## YOUR GOAL
Go through the data below line by line and report how many lines contain "amazon", giving only that figure.

::::

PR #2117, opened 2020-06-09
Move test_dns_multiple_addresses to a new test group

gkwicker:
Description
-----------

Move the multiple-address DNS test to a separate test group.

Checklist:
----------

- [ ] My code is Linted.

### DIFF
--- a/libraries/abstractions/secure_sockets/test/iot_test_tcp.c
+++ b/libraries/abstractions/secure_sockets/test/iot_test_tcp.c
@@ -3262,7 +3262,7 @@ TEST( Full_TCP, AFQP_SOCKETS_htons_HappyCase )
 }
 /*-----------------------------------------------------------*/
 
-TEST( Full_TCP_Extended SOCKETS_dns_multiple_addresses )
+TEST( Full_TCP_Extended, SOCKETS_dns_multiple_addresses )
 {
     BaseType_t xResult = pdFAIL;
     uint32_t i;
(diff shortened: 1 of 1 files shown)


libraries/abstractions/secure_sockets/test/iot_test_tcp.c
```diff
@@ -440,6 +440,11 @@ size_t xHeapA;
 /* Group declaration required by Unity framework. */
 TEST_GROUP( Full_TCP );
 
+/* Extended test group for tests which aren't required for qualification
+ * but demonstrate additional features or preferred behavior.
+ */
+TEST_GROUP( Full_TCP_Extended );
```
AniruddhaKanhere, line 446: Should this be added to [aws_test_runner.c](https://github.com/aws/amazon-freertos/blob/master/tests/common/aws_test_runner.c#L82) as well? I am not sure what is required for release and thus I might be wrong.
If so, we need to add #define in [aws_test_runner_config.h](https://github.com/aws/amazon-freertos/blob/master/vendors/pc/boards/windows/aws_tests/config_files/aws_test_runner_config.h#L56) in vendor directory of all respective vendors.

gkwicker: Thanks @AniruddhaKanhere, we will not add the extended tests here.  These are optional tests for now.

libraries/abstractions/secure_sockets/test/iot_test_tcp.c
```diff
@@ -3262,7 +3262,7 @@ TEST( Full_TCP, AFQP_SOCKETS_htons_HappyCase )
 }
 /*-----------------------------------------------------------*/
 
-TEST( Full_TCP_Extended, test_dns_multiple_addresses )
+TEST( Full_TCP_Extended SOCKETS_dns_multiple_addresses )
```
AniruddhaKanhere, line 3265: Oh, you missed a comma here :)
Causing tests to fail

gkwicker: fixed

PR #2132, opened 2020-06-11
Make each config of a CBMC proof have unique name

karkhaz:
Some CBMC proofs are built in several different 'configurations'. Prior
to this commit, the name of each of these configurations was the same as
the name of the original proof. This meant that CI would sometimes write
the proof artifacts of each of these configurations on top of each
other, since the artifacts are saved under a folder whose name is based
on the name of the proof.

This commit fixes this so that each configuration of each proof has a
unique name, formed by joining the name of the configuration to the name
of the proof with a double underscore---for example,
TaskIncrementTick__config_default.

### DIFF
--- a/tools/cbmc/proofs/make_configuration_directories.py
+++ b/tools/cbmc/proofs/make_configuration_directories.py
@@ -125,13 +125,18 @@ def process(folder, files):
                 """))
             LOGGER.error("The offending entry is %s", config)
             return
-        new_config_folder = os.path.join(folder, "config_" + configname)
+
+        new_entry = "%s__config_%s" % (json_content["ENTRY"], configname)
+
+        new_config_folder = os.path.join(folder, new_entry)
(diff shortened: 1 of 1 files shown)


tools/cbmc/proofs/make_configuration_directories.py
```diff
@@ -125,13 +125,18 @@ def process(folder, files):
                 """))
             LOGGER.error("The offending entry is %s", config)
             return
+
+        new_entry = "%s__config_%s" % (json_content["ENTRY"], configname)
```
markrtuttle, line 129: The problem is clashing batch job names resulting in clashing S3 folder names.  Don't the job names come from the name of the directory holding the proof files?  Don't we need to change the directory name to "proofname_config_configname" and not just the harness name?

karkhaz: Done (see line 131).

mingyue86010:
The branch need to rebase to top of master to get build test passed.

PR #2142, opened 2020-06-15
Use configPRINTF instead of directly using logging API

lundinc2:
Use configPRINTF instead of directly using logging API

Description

::::

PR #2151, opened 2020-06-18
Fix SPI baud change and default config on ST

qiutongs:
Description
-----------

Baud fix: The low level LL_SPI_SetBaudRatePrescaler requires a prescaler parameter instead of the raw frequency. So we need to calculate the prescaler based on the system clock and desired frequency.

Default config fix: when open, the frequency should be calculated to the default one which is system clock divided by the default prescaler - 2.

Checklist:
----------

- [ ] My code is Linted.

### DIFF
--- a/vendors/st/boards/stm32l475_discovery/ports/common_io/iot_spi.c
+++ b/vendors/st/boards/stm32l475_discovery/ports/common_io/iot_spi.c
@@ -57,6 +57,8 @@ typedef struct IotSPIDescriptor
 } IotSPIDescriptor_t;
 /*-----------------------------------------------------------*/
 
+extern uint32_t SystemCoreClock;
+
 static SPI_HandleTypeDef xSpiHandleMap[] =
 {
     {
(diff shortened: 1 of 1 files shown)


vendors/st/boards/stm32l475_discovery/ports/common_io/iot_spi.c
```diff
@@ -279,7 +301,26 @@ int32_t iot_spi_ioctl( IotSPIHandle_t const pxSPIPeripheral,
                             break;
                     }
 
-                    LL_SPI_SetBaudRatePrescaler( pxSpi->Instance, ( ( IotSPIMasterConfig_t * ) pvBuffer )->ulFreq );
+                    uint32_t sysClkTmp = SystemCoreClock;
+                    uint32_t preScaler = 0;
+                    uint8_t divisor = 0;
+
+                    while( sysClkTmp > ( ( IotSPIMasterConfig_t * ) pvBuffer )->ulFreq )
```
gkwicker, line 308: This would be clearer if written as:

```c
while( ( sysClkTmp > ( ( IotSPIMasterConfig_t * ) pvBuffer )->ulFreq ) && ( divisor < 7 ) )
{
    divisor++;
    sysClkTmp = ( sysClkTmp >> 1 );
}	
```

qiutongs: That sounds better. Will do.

::::

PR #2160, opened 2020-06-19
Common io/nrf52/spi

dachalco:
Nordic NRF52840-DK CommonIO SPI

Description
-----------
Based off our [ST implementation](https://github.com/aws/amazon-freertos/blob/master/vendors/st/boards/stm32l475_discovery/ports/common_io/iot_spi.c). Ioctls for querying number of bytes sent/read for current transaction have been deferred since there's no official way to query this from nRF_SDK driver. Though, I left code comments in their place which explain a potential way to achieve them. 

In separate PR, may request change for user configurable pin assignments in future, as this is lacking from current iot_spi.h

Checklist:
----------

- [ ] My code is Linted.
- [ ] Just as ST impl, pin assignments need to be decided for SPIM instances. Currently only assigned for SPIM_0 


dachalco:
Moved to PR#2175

::::

## COMPLETED EXERCISE
3